Donelly has been obsessed with the Titanic since he was 5, and would watch James Cameron’s 1997 film on a loop — fast-forwarding to the sinking and rewinding and rewinding until the tape broke.

“His teacher thought he needed psychiatric help,” said Austen. “I’m not kidding — I had a big fight with her about it.”

Donelly went on to build a 7-foot-long replica of the ship out of LEGOs, and his mother encouraged his fixation — in fact, she owns a shelf that was part of a first-class suite on the Titanic, lives in a Victorian house in Cape May, NJ, and dresses in 19th century clothing in her downtime. “I also have Mrs. Lincoln’s hat and George Washington’s wig,” she said.

Byron Matson, a Titanic historian since 1953, made the trip from Sedalia, Mo., with his wife, Judy. Matson is the owner of a 6-foot-long lighted model of the Titanic, which he says he loaned to director Cameron while he was researching his 1997 epic about the disaster.

“We’re also friends with Edwina MacKenzie, one of the survivors,” he said.

Patrick Druckenmiller might be the youngest Titanic fanatic aboard: he’s 9, and he dressed up as Captain E.J. Smith for the boat’s launch. “The history just fascinates me,” he said. “The sinking, the building, the aftermath.”

He was traveling with his grandmother, Stephanie Hayes, who lives on Long Island. “A trip like this is such a gift,” she said. “It’s a once-in-a-lifetime thing.”

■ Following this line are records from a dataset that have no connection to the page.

PR #461, opened 2025-03-26
New Proposal: Draft proposal to modify resource typing in HLSL

Tobski:
In discussion with @llvm-beanz about how resources should be handled in future, and noting that the Vulkan WG has publicly noted they are working on changing how descriptors work, myself and others (including @llvm-beanz) have been working on a proposed overhaul to HLSL's resource model, with the following properties:

 - Resource type handling overhauled for consistency
 - Stronger typing added to resource heap access
 - "Raw" buffer types added for handling GPU VAs
 - Recursive typing (e.g. buffers can contain buffers or images)
 - "Bindless" access for root and local root data
 - Enables deprecation of descriptor tables

The big wins here for shader authors are the ability to reason clearly about how resource types map to real data, the ability to define recursive types, and having the ability to more strongly type their accesses.

For example, the following shader code would be valid and meaningful with this proposal:

```hlsl
struct SomeResources {
	Texture2D texture;
	RWBuffer<Texture2D> bufferOfTextures;
};

ConstantBuffer<SomeResources> resourceBuffer;
```

In the above, each resource is actually a handle into the heap, set as a 32-bit integer value in memory, noting that these can also be _written_ to memory as well.

This does not, as currently proposed, require any changes to the DX12 or Vulkan resource models, though some features may need some driver changes, and there are some open issues and suggested directions which *would* require changes.

### DIFF
--- a/proposals/0TBD-improved-resource-typing.md
+++ b/proposals/0TBD-improved-resource-typing.md
@@ -1,0 +1,524 @@
+<!-- {% raw %} -->
+
+# Typed resource heaps
+
+* Proposal: [0TBD](0TBD-improved-resource-typing.md)
+* Author(s): [Tobias Hector](https://github.com/tobski)
+* Sponsor: Chris Bieneman
+* Status: **Under Consideration**
+
+
+## Introduction
+
+This proposal adds a method to access the resource heap in HLSL with stronger
+typing, and adds "bindless" methods of accessing root constants and shader
+record data, fully removing the need to use descriptor tables.
+
+
+## Motivation
+
+The `ResourceHeap` added in Shader Model 6.6 exposed a typeless, unsized heap
+to shader authors which could be used to access any descriptor placed in the
+heap through the client API.
+
+While useful, without type information, it is incredibly difficult to
+validate whether an application is doing what it's supposed to be doing, both
+for debugging tools and for a shader author to reason about it in the first
+place.
+
+In addition to this, some APIs now provide methods to treat descriptors as
+plain old data (POD), even interleaving descriptors and other POD types in
+the heap. (E.g.
+[PSSL](https://gdcvault.com/play/1024241/Higher-Res-Without-Sacrificing-Quality)
+[see 11 minutes in].)
+
+While regular POD types are currently off the table for DirectX 12 in its
+current iteration of resource heaps, enabling stronger typing on the heap
+would lay groundwork for exposing interleaved POD in future.
+
+Notably, PSSL as linked above also enables resources to be accessed freely
+from any source; allowing nested structures and arbitrary handling of data.
+Until or unless hardware is modified to allow descriptors in arbitrary
+memory, handling actual descriptors in this way is not possible portably.
+However, it should be possible to better enable passing handles to the heap
+around by modifying the type system to handle resources more consistently.
+
+
+## Proposed solution
+
+### Consistent Resource Type Handling
+
+This change proposes that resource type declarations are _always_ considered
+as 32-bit offsets into the heap, allowing them to be declared in arbitrary
+external memory.
+This includes storing them in buffers of indeterminate size, allowing fairly
+arbitrary nesting of resource declarations.
+
+Example declarations:
+
+```hlsl
+// A constant buffer containing other resource indices, including a buffer that points to further resources.
+struct SomeResources {
+	Texture2D	texture;
+	RWBuffer<Texture2D> buffer;
+};
+
+ConstantBuffer<SomeResources> someResources;
+
+// RW Buffer; resource offsets can be written out too!
+RWBuffer<Texture2D> buffer;
+```
+
+Declaring these is equivalent to declaring integer values and passing those
+values to `ResourceDescriptorHeap` with the same resource type.
+This serves primarily to make accessing the heap and reasoning about
+descriptors in the heap easier, rather than passing loose integers around.
+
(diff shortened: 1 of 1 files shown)


proposals/0TBD-improved-resource-typing.md
```diff
@@ -0,0 +1,529 @@
...
+descriptor VA:
+
+ * `RawConstantBuffer<typename T>`
+ * `RawStructuredBuffer<typename T = float4, uint64_t Size = UINT64_MAX>`
+ * `RawRWStructuredBuffer<typename T = float4, uint64_t Size = UINT64_MAX>`
+ * `RawByteAddressBuffer<uint64_t Size = UINT64_MAX>`
+ * `RawRWByteAddressBuffer<uint64_t Size = UINT64_MAX>`
+ * `RawRasterizerOrderedBuffer<typename T = float4, uint64_t Size = UINT64_MAX>`
+ * `RawRasterizerOrderedByteAddressBuffer<uint64_t Size = UINT64_MAX>`
+ * `RawRaytracingAccelerationStructure`
```
jenatali, line 336: Capturing feedback from myself and others: The usage of "raw" is a quite overloaded term, with the D3D *API* taking a "raw buffer" to be the equivalent of an HLSL `ByteAddressBuffer`. We need a different term for that.

Tobski: Yea, this was always a placeholder anyway. There's also some overlap with what LLVM calls "raw" which might confuse anyone working on clang.

I am wildly open to suggestions here.

Tobski: The only idea that comes to my mind, which I don't love, is "VAConstantBuffer", since you know, it's come from a VA. Maybe we call that one the backup plan. It's probably better than "Raw" though.

Tobski: I've made the change to call them "VA\<type>" instead, we can still haggle on the name, but at least it's not "Raw" anymore.

Tobski:
Some external discussion has been thrown around about type handling, and I've retooled `ResourceEntry` to be a type now, with a 32-bit in-memory representation just like resource types are proposed as. The option for the function is still there, but under an open issue, with rationale for why it's not part of the proposal anymore.

Tobski:
Also just added an issue about bounds checking and VA buffer sizing as this has also come up in conversation repeatedly.

Jasper-Bekkers:
> Some external discussion has been thrown around about type handling, and I've retooled `ResourceEntry` to be a type now, with a 32-bit in-memory representation just like resource types are proposed as. The option for the function is still there, but under an open issue, with rationale for why it's not part of the proposal anymore.

Since this is a 32-bit valued type, can I construct this type from a uint myself? For example, we have this in our API and we bitpack the equivalent of this into our `GpuMaterial` struct together with a flat color. Since this proposal very closely matches our bindless rendering blog posts, I'd like to make sure we can still at least get that behavior (https://blog.traverseresearch.nl/bindless-rendering-setup-afeb678d77fc and co).

For us, this type is modeled with the following core features:

 - `RenderResourceHandle::unsafeFromUint(uint handle)` this disables all validation, but makes it so we can construct this type from any uint.
 - `RenderResourceHandle::invalid()`
 - `RenderResourceHandle::isValid()`

And the following validation features

 - `RenderResourceHandle::resourceTag()` (texture, buffer, tlas)
 - `RenderResourceHandle::isWritable()`
 - `RenderResourceHandle::version()`  (bumped if the slot gets recycled)
 - `RenderResourceHandle::readIndex()` (points to SRV)
 - `RenderResourceHandle::writeIndex()` (points to UAV)

Tobski:
> > Some external discussion has been thrown around about type handling, and I've retooled `ResourceEntry` to be a type now, with a 32-bit in-memory representation just like resource types are proposed as. The option for the function is still there, but under an open issue, with rationale for why it's not part of the proposal anymore.
> 
> Since this is a 32-bit valued type, can I construct this type from a uint myself? For example, we have this in our API and we bitpack the equivalent of this into our `GpuMaterial` struct together with a flat color. Since this proposal very closely matches our bindless rendering blog posts, I'd like to make sure we can still at least get that behavior (https://blog.traverseresearch.nl/bindless-rendering-setup-afeb678d77fc and co).
> 
> For us, this type is modeled with the following core features:
> 
>     * `RenderResourceHandle::unsafeFromUint(uint handle)` this disables all validation, but makes it so we can construct this type from any uint.
> 
>     * `RenderResourceHandle::invalid()`
> 
>     * `RenderResourceHandle::isValid()`
> 
> 
> And the following validation features
> 
>     * `RenderResourceHandle::resourceTag()` (texture, buffer, tlas)
> 
>     * `RenderResourceHandle::isWritable()`
> 
>     * `RenderResourceHandle::version()`  (bumped if the slot gets recycled)
> 
>     * `RenderResourceHandle::readIndex()` (points to SRV)
> 
>     * `RenderResourceHandle::writeIndex()` (points to UAV)

Right now there's an open issue about this - the issue with providing a "let me construct it" function is just that it enables developers to not construct it until the last second; making it hard for a compiler (or more importantly debugger) to reason about - but this is a good use case that I think is justification enough to add the constructor. I'm mostly just wary of people misusing it.

Tobski:
I do like that you have "unsafe" on the direct construction though, maybe it's worth doing the same.

Tobski:
@Jasper-Bekkers I've re-added the construction of resource entries from indices, so your use case should be covered.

“I’ve heard about the Titanic ever since I was a little boy,” said William F. Bateman, 87, whose grandfather, Robert James Bateman, perished in the disaster. “We’re having a family get-together on the cruise, celebrating the anniversary and enjoying ourselves.”

He was not concerned about anything going wrong. “No, I don’t think so,” he said. “Unless someone gets seasick.”

Too late: the sister cruise from England had to turn back on Wednesday when a passenger took ill. Not to worry: it’s back on course for Saturday night’s ceremonies. God willing.